5. The unmanned aerial vehicle wing shaft hollowing out equipment of claim 1, wherein: the underframe assembly (4) comprises an underframe bottom plate (4-1), an underframe rod I (4-2), an underframe rod II (4-3), a connecting belt II (4-4), a bevel gear shaft I (4-5), a transmission bevel gear I (4-6) and a transmission bevel gear II (4-7), wherein the underframe rod I (4-2), the underframe rod II (4-3) and the underframe bottom plate (4-1) are fixedly connected, the connecting belt II (4-4) is matched and connected with the bevel gear shaft I (4-5), the bevel gear shaft I (4-5) is rotatably connected with the underframe rod II (4-3), the transmission bevel gear I (4-6) is fixedly connected with the bevel gear shaft I (4-5), the transmission bevel gear II (4-7) is meshed and transmitted with the bevel gear shaft I (4-5), the transmission bevel gear II (4-7) is fixedly connected with a lower end sleeve (1-9), the lower end sleeve (1-9) is rotationally connected with the first underframe rod (4-2), the fixed frame bottom plate (3-1) is fixedly connected with the bottom underframe bottom plate (4-1), the first clutch rod (2-7) is connected with the second connecting belt (4-4) in a matching way, and the first clutch rod (2-7) is rotationally connected with the second underframe rod (4-3).
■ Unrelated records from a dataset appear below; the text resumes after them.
PR #266, opened 2020-04-20
fix channels bug

fsx950223:
I forget to add transpose when I submit pull request.
@mingxingtan

### DIFF
--- a/efficientdet/det_model_fn.py
+++ b/efficientdet/det_model_fn.py
@@ -122,19 +122,18 @@ def learning_rate_schedule(params, global_step):
                                 params['lr_warmup_step'],
                                 params['first_lr_drop_step'],
                                 params['second_lr_drop_step'], global_step)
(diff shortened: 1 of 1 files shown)


mingxingtan:
Thanks @fsx950223 Does it work with saved_model_infer now?

fsx950223:
> Thanks @fsx950223 Does it work with saved_model_infer now?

6. The unmanned aerial vehicle wing shaft hollowing out equipment of claim 1, wherein: the hollow assembly (5) comprises a hollow outer frame (5-1), a hollow boss (5-2), a hollow upper frame (5-3), a hollow knife (5-4), a hollow sleeve (5-5), a hollow push spring (5-6), an inner end clamping rod (5-7), an inner side sliding column (5-8) and an inner side sliding column sleeve spring (5-9), the hollow boss (5-2) is fixedly connected with the hollow outer frame (5-1), the hollow upper frame (5-3) is in sliding connection with the hollow outer frame (5-1), the hollow sleeve (5-5) is fixedly connected with the hollow upper frame (5-3), the hollow knife (5-4) is in sliding connection with the hollow sleeve (5-5), and the hollow push spring (5-6) is arranged between the hollow knife (5-4) and the hollow upper frame (5-3), the inner side sliding column (5-8) is fixedly connected with the hollowed upper frame (5-3), the inner side sliding column sleeve spring (5-9) is connected with the inner side sliding column (5-8) in a sleeved mode, the inner end clamping rod (5-7) is connected with the inner side sliding column (5-8) in a sliding mode, the inner end clamping rod (5-7) is connected with the hollowed boss (5-2) in a matched mode, and the hollowed outer frame (5-1) is fixedly connected with the matching groove (2-2).